Issue #1100, opened 2019-11-27
[wayland-platform] poor graphics performance


AlanGriffiths:
There's a marked difference running `glmark2-es2-wayland --fullscreen` in egmde-confined-desktop between Mir-on-X11 and Mir-on-Wayland.

The latter reports 60fps or worse.

AlanGriffiths:
Just as a data point this happens with both Mir and GNOME as the host environment.

AlanGriffiths:
@RAOF you had a long discussion with @mariogrip recently (after he tried the new wayland-platform). I lost track: is there anything there that applies? Or other ideas what's up?

AlanGriffiths:
I think this may be relevant: https://emersion.fr/blog/2018/wayland-rendering-loop/

> So instead of using this default blocking behaviour, maybe you’ll want not to block. This can be done by manually managing frame callbacks and calling eglSwapInterval(egl_display, 0).

PR #1694, opened 2020-09-02
[Wayland-platform] Compositing shouldn't block in eglSwapBuffers()

AlanGriffiths:
[Wayland-platform] Compositing shouldn't block in eglSwapBuffers(). (Fixes: #1100)

### DIFF
--- a/src/platforms/wayland/displayclient.cpp
+++ b/src/platforms/wayland/displayclient.cpp
@@ -28,10 +28,11 @@
 
 #include <boost/throw_exception.hpp>
 
+#include <algorithm>
+#include <condition_variable>
 #include <cstring>
 #include <stdlib.h>
 #include <system_error>
-#include <algorithm>
 
 namespace mgw = mir::graphics::wayland;
 
@@ -93,6 +94,12 @@ public:
     EGLSurface eglsurface{EGL_NO_SURFACE};
 
     std::function<void(Output const&)> on_done;
+
+    std::mutex frame_mutex;
+    bool frame_posted = false;
+    std::condition_variable frame_cv;
+
+    void frame_done(struct wl_callback* callback, uint32_t time);
 
     // DisplaySyncGroup implementation
     void for_each_display_buffer(std::function<void(DisplayBuffer&)> const& /*f*/) override;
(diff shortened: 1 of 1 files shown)


mariogrip (approved):
LGTM :+1: 

This works really well on pinephone and pinetab :)

AlanGriffiths:
Don't land this until we've collected some performance benchmarks for the hosted configuration.

mariogrip:
Tested with glmark2, i have a over 100% improvements

from 200FPS (without this patch) to almost native (without nested) 600FPS

Same story on arm devices.

AlanGriffiths:
> I _still_ don't know why this makes a difference. It looks like it _should_ just be moving from blocking in `swap_buffers` to blocking in `post`, and when I trace the callstack the `post` call gets made immediately after the call to `swap_buffers` anyway.

I was thinking that `scene_elements_for()` locked the client BufferStreams and that these are released before the `post()` call. I'll look more closely.

> Something else is happening. Notably, the X11 platform doesn't suffer from the “locked at 60FPS” problem and _it_ blocks in `eglSwapBuffers` in `swap_buffers`.

I think that is down to the X11 server accepting the buffer far more quickly than does a Mir Wayland server (which waits for the host to consume the buffer). I did try a change to that effect that (rightly) got rejected when I first discovered this issue.

RAOF:
FWIW I've been testing against GNOME Shell, not Mir, as the host compositor.

eglSwapBuffers *should* block until vblank in both the Wayland and X11 cases.

AlanGriffiths:
I'll get back to this discussion after I've dealt with #1700 and #1696

AlanGriffiths:
> I _still_ don't know why this makes a difference. It looks like it _should_ just be moving from blocking in `swap_buffers` to blocking in `post`, and when I trace the callstack the `post` call gets made immediately after the call to `swap_buffers` anyway.
> 
> Something else is happening. Notably, the X11 platform doesn't suffer from the “locked at 60FPS” problem and _it_ blocks in `eglSwapBuffers` in `swap_buffers`.

My earlier understanding of why this works was definitely wrong.

I moved the `cv.wait()` from `post()` to `swap_buffers()` and still see the performance fix.

AlanGriffiths:
@RAOF I don't understand why this works. The original code has `eglSwapBuffers()` implicitly synchronized to the frame, the new code explicitly synchronizes `swap_buffers()` to the frame.

The difference between theory and practice. Again.

RAOF:
I'm ok with landing this, but before landing this I think we should manually check (maybe with wayland protocol debugging?) that this isn't doing something silly, like rendering unthethered to vsync.

:woman_shrugging:

AlanGriffiths:
> I'm ok with landing this, but before landing this I think we should manually check (maybe with wayland protocol debugging?) that this isn't doing something silly, like rendering unthethered to vsync.

I *think* we're OK: I don't see anything that concerns me.

But we're basically dependent on the host compositor to handle vsync, so what does a successful check of this look like to you?

RAOF:
Ok. I think we can land this and then see if anything weird shakes out.

bors r+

● Required action:
What lines in the material above hold the word "mariogrip"? Pull them out.

● Exercise solution:
@RAOF you had a long discussion with @mariogrip recently (after he tried the new wayland-platform). I lost track: is there anything there that applies? Or other ideas what's up?
mariogrip (approved):
mariogrip:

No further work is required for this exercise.